Among the records below, find each line that includes the string "special" and copy it.

Collected data
---------------

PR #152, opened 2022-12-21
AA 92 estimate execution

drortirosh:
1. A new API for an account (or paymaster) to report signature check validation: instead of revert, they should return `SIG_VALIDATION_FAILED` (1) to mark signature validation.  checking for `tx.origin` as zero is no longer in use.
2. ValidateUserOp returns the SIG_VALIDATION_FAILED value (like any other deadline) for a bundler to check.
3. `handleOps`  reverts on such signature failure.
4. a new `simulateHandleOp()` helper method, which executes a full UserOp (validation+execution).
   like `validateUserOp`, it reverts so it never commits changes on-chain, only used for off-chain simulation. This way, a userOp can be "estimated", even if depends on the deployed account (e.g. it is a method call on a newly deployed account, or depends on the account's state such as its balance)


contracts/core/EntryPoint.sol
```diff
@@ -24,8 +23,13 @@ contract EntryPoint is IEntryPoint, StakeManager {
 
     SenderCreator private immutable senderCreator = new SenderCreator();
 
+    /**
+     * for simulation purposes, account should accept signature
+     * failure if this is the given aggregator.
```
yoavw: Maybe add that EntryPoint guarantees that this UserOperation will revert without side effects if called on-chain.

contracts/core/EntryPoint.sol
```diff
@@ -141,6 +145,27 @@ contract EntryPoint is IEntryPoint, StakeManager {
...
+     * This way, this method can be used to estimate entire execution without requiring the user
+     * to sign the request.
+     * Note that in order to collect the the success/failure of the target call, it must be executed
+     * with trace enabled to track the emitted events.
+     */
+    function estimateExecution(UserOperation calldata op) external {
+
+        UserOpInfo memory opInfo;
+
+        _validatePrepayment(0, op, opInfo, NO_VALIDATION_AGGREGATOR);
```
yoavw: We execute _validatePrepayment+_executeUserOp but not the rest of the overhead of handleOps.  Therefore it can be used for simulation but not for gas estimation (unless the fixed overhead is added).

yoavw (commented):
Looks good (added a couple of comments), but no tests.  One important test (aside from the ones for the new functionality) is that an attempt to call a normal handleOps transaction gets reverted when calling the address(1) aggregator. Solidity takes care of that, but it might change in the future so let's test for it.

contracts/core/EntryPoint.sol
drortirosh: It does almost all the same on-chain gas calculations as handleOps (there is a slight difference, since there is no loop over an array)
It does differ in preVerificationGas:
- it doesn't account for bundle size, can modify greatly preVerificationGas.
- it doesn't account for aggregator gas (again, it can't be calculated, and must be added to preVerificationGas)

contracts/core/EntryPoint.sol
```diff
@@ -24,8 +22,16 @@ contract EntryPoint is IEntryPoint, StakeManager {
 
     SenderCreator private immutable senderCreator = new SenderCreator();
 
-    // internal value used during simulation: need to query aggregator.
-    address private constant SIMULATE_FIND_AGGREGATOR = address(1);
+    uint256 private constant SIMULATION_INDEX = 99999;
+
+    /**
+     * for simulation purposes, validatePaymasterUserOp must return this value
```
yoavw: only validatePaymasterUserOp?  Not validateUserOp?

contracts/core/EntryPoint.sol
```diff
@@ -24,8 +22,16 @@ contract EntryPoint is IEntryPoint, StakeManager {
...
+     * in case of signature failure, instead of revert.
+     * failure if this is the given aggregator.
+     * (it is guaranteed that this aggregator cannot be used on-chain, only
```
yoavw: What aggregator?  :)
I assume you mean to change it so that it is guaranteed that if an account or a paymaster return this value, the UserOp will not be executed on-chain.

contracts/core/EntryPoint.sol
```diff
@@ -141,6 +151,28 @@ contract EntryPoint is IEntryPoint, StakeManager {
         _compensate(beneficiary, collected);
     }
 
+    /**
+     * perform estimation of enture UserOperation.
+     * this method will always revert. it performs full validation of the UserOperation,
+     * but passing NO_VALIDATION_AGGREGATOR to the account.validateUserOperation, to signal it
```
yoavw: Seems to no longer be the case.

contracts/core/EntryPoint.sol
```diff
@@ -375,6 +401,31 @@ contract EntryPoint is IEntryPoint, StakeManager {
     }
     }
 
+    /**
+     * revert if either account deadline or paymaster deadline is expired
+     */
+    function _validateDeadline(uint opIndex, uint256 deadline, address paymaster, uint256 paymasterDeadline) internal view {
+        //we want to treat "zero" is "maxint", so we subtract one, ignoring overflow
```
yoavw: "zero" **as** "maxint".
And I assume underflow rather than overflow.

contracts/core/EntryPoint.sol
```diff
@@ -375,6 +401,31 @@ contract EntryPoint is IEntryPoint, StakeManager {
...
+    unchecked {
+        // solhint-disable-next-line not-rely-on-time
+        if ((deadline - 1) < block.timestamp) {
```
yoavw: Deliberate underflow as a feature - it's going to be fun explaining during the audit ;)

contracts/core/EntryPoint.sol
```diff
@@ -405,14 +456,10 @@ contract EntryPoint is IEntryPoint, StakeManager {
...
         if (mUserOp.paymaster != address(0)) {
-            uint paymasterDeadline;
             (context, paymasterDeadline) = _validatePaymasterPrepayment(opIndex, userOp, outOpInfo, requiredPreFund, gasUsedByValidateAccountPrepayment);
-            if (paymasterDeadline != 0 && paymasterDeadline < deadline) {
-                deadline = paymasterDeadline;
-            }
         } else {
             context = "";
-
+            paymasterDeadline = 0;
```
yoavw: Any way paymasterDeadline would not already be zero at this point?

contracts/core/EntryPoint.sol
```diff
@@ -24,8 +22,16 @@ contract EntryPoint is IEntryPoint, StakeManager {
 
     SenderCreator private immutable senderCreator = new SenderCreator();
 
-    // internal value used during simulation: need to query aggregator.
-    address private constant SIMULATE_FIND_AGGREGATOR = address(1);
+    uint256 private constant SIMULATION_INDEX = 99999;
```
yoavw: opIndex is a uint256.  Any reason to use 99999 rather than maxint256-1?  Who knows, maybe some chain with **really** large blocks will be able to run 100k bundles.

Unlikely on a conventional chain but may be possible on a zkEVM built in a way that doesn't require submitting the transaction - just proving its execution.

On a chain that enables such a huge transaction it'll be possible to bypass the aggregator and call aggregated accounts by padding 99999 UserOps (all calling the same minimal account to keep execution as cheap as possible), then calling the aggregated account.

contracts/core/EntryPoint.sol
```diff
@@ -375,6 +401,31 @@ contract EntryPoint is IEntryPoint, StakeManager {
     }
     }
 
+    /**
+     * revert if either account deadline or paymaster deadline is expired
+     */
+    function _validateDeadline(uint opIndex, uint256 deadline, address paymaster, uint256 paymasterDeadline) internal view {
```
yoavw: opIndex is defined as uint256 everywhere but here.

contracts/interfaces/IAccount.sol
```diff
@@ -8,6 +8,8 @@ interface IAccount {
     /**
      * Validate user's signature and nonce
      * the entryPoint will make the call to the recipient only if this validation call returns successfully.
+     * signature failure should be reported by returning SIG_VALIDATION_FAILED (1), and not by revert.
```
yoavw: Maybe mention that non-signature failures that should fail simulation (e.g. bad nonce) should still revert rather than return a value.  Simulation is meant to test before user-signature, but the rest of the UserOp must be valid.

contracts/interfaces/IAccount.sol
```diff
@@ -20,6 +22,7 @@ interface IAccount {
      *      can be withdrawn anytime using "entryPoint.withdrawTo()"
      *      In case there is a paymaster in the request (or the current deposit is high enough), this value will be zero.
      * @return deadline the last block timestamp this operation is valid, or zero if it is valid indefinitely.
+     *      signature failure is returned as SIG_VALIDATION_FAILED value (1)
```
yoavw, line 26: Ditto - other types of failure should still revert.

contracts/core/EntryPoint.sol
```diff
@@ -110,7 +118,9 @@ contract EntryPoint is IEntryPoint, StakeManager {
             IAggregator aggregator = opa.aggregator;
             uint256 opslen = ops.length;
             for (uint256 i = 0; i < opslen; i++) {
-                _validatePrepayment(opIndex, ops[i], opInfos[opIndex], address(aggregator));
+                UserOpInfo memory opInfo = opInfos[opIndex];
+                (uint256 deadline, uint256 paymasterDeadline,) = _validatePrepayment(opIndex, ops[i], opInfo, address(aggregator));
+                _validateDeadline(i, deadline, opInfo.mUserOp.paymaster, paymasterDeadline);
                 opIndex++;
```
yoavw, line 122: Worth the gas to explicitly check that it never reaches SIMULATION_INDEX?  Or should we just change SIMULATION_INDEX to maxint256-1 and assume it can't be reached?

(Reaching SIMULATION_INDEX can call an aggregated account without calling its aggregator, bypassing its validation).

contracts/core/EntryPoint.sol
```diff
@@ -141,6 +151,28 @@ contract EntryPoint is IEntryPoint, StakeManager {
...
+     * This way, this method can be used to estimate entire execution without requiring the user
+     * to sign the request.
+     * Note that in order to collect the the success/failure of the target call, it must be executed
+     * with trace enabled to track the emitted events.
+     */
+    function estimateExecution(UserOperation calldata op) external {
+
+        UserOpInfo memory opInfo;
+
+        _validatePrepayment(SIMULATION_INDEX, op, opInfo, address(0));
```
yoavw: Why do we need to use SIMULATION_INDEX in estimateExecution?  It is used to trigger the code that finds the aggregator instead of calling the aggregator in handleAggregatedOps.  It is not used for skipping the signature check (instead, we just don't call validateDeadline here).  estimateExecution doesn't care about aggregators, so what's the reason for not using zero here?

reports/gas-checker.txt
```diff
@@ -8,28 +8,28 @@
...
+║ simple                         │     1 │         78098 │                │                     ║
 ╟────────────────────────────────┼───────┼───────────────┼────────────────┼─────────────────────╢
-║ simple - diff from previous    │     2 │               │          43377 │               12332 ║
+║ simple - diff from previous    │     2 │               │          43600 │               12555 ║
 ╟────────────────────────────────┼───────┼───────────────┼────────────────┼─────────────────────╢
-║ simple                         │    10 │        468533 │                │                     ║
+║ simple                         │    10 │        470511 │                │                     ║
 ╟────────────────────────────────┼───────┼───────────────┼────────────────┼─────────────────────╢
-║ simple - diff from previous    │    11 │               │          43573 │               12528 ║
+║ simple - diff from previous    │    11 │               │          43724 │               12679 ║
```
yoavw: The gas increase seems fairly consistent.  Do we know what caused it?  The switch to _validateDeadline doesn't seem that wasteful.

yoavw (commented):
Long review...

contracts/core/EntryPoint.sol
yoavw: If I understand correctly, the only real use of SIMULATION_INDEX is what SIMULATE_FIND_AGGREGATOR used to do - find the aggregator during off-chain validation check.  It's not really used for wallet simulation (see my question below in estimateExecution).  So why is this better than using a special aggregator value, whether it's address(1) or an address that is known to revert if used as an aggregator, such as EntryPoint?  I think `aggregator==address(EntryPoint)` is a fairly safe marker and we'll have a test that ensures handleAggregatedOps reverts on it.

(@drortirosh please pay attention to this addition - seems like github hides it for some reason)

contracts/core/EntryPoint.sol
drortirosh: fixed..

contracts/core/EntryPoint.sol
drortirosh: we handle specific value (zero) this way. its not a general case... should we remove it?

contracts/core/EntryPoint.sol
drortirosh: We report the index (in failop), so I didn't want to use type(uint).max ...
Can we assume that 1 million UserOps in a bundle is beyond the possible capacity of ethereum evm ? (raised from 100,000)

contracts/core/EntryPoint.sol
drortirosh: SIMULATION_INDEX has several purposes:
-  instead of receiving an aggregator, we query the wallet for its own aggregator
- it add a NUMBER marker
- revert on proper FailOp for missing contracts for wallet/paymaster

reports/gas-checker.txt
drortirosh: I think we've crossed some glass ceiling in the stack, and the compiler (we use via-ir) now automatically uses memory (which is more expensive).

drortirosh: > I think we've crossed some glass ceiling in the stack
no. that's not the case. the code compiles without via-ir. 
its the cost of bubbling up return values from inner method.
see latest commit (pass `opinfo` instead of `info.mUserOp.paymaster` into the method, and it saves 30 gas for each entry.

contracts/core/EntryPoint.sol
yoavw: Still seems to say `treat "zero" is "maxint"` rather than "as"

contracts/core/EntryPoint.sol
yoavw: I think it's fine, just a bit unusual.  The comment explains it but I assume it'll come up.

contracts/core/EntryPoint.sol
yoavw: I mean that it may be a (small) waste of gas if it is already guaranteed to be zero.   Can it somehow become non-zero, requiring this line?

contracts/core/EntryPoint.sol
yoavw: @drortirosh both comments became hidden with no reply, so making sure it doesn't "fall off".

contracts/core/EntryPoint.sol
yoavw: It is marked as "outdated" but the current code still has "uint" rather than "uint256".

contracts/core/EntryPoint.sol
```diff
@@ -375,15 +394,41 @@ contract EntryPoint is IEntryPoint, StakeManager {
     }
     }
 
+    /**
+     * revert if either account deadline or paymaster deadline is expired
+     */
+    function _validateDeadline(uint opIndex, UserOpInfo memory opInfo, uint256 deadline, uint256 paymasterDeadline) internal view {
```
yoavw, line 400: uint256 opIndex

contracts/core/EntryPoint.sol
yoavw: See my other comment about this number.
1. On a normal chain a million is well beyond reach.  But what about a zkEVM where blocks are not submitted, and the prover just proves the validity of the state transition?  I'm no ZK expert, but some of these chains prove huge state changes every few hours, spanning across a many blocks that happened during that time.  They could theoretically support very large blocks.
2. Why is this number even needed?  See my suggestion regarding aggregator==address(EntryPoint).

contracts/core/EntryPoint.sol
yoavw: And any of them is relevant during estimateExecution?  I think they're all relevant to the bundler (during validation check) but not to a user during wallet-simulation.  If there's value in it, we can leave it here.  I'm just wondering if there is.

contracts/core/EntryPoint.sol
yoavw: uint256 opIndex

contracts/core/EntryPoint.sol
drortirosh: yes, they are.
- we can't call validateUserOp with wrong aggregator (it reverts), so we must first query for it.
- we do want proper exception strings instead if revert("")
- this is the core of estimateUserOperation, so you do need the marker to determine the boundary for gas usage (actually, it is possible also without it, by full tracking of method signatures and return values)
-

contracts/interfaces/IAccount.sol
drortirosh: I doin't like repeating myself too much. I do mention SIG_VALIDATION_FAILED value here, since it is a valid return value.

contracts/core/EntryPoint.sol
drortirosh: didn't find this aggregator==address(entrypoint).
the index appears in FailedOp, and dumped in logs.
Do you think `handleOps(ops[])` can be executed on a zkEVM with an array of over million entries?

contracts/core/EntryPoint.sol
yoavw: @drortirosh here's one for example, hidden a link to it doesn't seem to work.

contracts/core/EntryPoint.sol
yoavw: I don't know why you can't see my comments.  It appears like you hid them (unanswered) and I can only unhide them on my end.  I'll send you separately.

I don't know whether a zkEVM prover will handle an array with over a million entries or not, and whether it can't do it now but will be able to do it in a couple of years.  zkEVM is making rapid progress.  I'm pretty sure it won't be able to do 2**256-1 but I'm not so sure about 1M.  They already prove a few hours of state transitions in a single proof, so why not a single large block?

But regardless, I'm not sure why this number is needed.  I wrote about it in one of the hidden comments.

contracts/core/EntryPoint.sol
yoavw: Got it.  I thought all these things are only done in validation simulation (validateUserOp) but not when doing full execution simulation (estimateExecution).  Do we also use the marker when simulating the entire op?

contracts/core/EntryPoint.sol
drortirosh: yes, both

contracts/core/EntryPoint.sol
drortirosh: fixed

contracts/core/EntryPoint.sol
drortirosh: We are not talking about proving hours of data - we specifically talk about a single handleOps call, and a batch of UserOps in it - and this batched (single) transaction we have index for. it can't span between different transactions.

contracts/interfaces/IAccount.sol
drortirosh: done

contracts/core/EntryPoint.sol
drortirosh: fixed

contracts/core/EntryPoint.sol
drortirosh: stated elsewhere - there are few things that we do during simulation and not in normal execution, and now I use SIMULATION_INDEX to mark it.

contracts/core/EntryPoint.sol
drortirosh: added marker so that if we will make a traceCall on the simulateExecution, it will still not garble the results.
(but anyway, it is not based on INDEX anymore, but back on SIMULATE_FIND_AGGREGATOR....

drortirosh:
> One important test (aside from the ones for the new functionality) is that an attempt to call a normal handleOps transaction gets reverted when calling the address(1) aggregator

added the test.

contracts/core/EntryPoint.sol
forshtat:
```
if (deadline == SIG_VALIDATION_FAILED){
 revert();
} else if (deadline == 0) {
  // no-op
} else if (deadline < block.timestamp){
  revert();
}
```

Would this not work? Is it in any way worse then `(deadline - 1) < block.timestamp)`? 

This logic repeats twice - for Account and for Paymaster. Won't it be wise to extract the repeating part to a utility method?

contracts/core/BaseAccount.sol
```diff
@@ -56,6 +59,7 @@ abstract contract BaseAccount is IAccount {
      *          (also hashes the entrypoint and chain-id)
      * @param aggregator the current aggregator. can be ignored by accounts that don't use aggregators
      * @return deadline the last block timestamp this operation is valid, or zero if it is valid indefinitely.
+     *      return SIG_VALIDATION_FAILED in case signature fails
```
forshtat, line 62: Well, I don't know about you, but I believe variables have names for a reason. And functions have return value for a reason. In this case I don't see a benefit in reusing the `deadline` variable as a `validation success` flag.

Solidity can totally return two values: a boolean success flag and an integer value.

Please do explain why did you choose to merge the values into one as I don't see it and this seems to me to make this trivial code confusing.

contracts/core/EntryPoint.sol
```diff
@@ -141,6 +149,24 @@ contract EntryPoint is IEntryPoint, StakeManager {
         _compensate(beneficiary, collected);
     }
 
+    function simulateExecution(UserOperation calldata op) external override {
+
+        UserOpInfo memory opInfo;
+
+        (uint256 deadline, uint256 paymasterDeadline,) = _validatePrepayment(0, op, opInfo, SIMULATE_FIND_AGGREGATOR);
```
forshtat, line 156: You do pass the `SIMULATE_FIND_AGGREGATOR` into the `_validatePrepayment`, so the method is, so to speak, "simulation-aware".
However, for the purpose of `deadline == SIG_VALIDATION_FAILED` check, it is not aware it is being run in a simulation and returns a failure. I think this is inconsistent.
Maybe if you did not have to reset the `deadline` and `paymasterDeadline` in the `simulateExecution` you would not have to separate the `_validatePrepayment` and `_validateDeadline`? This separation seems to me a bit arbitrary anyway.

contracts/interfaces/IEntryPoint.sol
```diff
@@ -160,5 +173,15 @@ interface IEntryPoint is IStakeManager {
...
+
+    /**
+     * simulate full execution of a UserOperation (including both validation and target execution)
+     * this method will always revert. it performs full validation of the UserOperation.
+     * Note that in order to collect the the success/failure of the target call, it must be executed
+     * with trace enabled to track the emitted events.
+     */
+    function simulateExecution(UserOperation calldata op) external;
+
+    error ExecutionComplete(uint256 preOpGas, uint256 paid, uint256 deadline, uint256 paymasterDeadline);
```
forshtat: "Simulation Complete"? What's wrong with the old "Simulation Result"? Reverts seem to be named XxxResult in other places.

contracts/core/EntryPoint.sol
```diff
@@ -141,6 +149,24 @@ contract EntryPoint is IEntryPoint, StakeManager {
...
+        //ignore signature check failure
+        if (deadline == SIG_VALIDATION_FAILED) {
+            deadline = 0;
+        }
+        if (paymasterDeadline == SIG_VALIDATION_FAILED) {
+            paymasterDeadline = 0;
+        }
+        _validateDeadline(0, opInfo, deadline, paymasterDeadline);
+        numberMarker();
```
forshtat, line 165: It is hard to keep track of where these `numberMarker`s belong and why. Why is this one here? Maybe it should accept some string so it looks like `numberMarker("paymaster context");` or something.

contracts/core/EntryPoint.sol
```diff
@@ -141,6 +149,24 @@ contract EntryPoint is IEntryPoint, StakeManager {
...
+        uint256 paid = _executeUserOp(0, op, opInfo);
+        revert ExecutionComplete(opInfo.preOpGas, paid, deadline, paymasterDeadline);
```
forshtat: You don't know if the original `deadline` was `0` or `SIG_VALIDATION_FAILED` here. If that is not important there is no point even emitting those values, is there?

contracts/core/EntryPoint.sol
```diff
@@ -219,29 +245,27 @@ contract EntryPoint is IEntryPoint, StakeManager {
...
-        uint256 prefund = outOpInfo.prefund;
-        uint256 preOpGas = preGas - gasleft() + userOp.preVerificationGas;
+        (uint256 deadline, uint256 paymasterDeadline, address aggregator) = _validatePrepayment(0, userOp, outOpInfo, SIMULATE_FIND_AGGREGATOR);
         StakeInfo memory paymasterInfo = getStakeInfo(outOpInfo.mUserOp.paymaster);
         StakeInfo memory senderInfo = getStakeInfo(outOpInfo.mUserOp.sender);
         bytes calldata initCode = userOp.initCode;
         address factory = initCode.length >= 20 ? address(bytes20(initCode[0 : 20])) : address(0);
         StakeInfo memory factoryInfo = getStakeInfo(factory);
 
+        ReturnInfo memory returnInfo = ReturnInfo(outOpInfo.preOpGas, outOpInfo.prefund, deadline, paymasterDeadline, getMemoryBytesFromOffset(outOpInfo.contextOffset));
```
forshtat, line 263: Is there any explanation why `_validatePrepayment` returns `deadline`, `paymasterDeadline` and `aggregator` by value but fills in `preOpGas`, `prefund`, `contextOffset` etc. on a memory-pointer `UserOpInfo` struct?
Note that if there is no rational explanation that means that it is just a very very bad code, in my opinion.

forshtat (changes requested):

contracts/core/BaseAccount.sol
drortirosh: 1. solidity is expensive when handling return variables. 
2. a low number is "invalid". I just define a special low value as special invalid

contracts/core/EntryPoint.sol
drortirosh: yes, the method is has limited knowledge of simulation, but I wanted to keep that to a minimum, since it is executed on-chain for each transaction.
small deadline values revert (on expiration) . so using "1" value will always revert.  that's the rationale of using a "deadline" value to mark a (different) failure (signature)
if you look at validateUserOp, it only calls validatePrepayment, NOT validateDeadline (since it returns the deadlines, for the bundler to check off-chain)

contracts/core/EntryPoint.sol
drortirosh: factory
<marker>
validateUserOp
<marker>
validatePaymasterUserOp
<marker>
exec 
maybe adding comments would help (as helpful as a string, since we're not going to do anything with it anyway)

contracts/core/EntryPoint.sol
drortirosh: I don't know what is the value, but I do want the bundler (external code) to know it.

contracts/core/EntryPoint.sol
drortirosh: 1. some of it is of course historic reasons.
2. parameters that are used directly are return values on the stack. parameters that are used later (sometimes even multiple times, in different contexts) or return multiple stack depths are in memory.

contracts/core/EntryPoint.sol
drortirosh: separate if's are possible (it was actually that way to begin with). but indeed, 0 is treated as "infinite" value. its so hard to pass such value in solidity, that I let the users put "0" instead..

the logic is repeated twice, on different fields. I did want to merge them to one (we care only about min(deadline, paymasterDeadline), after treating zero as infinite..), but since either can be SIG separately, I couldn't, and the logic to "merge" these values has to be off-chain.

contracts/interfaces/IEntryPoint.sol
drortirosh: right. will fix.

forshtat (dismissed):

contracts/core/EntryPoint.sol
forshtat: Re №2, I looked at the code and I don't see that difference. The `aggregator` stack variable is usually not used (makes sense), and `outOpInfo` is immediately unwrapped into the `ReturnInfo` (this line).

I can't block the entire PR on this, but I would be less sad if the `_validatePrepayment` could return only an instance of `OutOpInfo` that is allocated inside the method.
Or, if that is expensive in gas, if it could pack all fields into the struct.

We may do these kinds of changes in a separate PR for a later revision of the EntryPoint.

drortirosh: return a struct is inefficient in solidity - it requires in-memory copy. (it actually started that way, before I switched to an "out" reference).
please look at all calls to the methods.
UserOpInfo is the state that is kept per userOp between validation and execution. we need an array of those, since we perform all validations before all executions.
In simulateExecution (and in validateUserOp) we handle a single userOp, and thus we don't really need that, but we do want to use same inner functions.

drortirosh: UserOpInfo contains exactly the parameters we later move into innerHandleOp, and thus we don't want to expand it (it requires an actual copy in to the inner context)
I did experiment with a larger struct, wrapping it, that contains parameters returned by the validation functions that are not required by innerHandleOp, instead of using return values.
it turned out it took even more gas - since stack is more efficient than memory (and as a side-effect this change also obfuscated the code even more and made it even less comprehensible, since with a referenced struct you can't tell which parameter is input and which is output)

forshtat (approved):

---------------

Exercise response |
yoavw: If I understand correctly, the only real use of SIMULATION_INDEX is what SIMULATE_FIND_AGGREGATOR used to do - find the aggregator during off-chain validation check.  It's not really used for wallet simulation (see my question below in estimateExecution).  So why is this better than using a special aggregator value, whether it's address(1) or an address that is known to revert if used as an aggregator, such as EntryPoint?  I think `aggregator==address(EntryPoint)` is a fairly safe marker and we'll have a test that ensures handleAggregatedOps reverts on it.
2. a low number is "invalid". I just define a special low value as special invalid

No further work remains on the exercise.